Stijn, hou je er wel rekening mee dat er veel mensen zijn die moeite hebben met de taal. Dyslextie dus, heb ik ook last van, en wat jij over die woorden van elkar af schrijve zegt heb ik heel vaak problemen mee. Ik gok altijd maar of het wel of niet aan mekaar moet, en meestal word het niet aan mekaar bij mij. 
Je moet wel bedenken dat ik (en anderen) dit niet doen om de rest hier te narren, we weten gewoon niet beter.


En waar ik me aan kan ergeren (en ik verwacht dat een hele hoop andere mensen dat ook doen) zijn de newbies. Als er telkens weer iemand bij komt die een vraag stelt die in het verleden al tig keer beantwoord is kan dat irriteren. 
Een oplossing s dus de zoekfunctie. Maar dat werkt niet altijd. Eigenlijk maken we er met z'n alle wel een beetje een rotzooi van. Zo komt het niet vaak voor de er volledig on-topic gepraat word. En als er dan een 2de vraasg in een topic op komt, die nix met de titel te maken heeft, kun je deze bijna niet meer terug vinden.
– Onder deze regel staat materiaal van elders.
PR #6, opened 2021-03-15
Refactor YAML parsing and allow default domain IDs

jacobperron:
- Change parsing function to return new struct DomainBridgeConfig.
- Add DomainBridge constructor that takes a DomainBridgeConfig.
- Support default domain IDs.


include/domain_bridge/parse_domain_bridge_yaml_config.hpp
```diff
@@ -33,42 +33,46 @@ class YamlParsingError : public std::runtime_error
...
 };
 
-/// Create a DomainBridge from a YAML file.
+/// Create a DomainBridgeConfig object from a YAML file.
 /**
  * The YAML file may contain the following optional keys:
  *
  * - name: Name of the domain bridge
+ * - from_domain: The default 'from_domain' used for bridged topics.
+ *     If omitted, then each topic bridge must specify it's own value.
```
mjeronimo, line 42: "it's" -> "its"

include/domain_bridge/parse_domain_bridge_yaml_config.hpp
```diff
@@ -33,42 +33,46 @@ class YamlParsingError : public std::runtime_error
...
+ * - to_domain: The default 'to_domain' used for bridged topics
+ *     If omitted, then each topic bridge must specify it's own value.
  * - topics: A map of topic names to a map of topic bridge information
  *
- * For each topic bridge, the follow information is required, in the form of YAML keys:
+ * For each topic bridge, the follow keys are valid:
```
mjeronimo, line 47: "the follow" -> "the following"

include/domain_bridge/parse_domain_bridge_yaml_config.hpp
```diff
@@ -33,42 +33,46 @@ class YamlParsingError : public std::runtime_error
...
  *
- * - type: Message type to bridge
- * - from_domain: Subscribe to the topic on this domain ID
- * - to_domain: Publish to the topic on this domain ID
+ * - type: Message type to bridge (required)
+ * - from_domain: Subscribe to the topic on this domain ID (optional)
```
mjeronimo, line 50: I don't know if I'd put "required" or "optional" here since it depends on the context - whether there is a default from_domain and/or to_domain.

include/domain_bridge/parse_domain_bridge_yaml_config.hpp
```diff
@@ -33,42 +33,46 @@ class YamlParsingError : public std::runtime_error
...
  *
  * \param file_path: Path to the YAML file.
- * \return A pointer to an initialized DomainBridge that was configured based on input YAML file.
+ * \return A DomainBridgeConfig object populated according to the input YAML file.
  * \throws domain_bridge::YamlParsingError if there was an error parsing the YAML file,
  *   for example, if a required key is missing.
  */
 DOMAIN_BRIDGE_PUBLIC
-DomainBridge domain_bridge_from_yaml(std::filesystem::path file_path);
+DomainBridgeConfig parse_domain_bridge_yaml_config(std::filesystem::path file_path);
```
mjeronimo, line 74: Could also be a static method in a DomainBridgeYamlParser, like DomainBridgeYamlParser::parse().

jacobperron: I went with a free function since it isn't really stateful; what advantage does a `DomainBridgeYamlParser` object (or static method) have over this free function?

CMakeLists.txt
```diff
@@ -24,10 +24,10 @@ find_package(yaml_cpp_vendor REQUIRED)
 
 add_library(${PROJECT_NAME} SHARED
   src/${PROJECT_NAME}/domain_bridge.cpp
-  src/${PROJECT_NAME}/domain_bridge_from_yaml.cpp
   src/${PROJECT_NAME}/domain_bridge_options.cpp
   src/${PROJECT_NAME}/generic_publisher.cpp
   src/${PROJECT_NAME}/generic_subscription.cpp
+  src/${PROJECT_NAME}/parse_domain_bridge_yaml_config.cpp
```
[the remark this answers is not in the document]
jacobperron: Right. This is the name of the free function that is contained therein. I guess this relates to the question of whether this is a free-function or a class method: https://github.com/ros2/domain_bridge/pull/6#discussion_r595497012

include/domain_bridge/parse_domain_bridge_yaml_config.hpp
mjeronimo: No advantage in terms of functionality. More along the lines of ensuring that we're all using a consistent approach. I have no issue with the particular name, per se, as long as similar kinds of functions are named in a similar way and don't use a different approach, like an object/static method. Personally, I would've thought of a parser object, as I mentioned, but there is no intrinsic benefit to that. Just making sure about the convention. 

Also, the consistency is for the reader of the code. It's nice, IMO, if there are predictable naming conventions.

jacobperron: I agree, we should be consistent. I'm still a little confused as to what we could change here to be consistent with other ROS 2 packages, though. Most free function names I see are actions, [for example](https://github.com/ros2/rclcpp/blob/35c89c8afcac89a43872f0bf5b763ff324c82b05/rclcpp/include/rclcpp/utilities.hpp). Perhaps renaming the header/cpp files as you suggest would help?

include/domain_bridge/parse_domain_bridge_yaml_config.hpp
jacobperron: 609e2c9

include/domain_bridge/parse_domain_bridge_yaml_config.hpp
jacobperron: 609e2c9

include/domain_bridge/parse_domain_bridge_yaml_config.hpp
jacobperron: Removed qualifiers in 609e2c9

include/domain_bridge/parse_domain_bridge_yaml_config.hpp
mjeronimo: Sorry, my fault for not being clear. I didn't mean that the code necessarily had to change, I just wanted to ensure that we were indeed using a consistent convention and that this was it. I raised the point because it's not what I would have done and wanted to check on this.

mjeronimo (approved):

include/domain_bridge/parse_domain_bridge_yaml_config.hpp
jacobperron: Gotcha. TBH, I picked the name sort-of arbitrarily. I'm not sure that we have an explicit convention written down anywhere. For style, we refer to the [Google style guide](https://google.github.io/styleguide/cppguide.html) (with some exceptions), and I didn't notice anything in there about this topic.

Omdat je gewoon niet weet in welk topic het antwoord op die mysterieuze vraag staat.....

Groeten, michiel

----------


## MiniMe

over de zoekfunctie gesproken:http://www.licht-geluid.nl/forum/top...?TOPIC_ID=4682

hmz....

spaar water.....drink bier!

----------


## Mark

Ik erger me ook aan
- verkeerde namen van topics (zoals dit)
- EN MENSEN DIE DE ZOEKFUNCTIE NIET GEBRUIKEN (zoals dit!)

Mark

----------


## Daan Hoffmans

Ik zal geen namen noemen, maar erger me nogal aan de arrogantie van sommige mensen hier...

Ik heb ook een site........
M'n baas heeft EAW olé olé!

----------


## Flitslicht

Vote for Daan!!!!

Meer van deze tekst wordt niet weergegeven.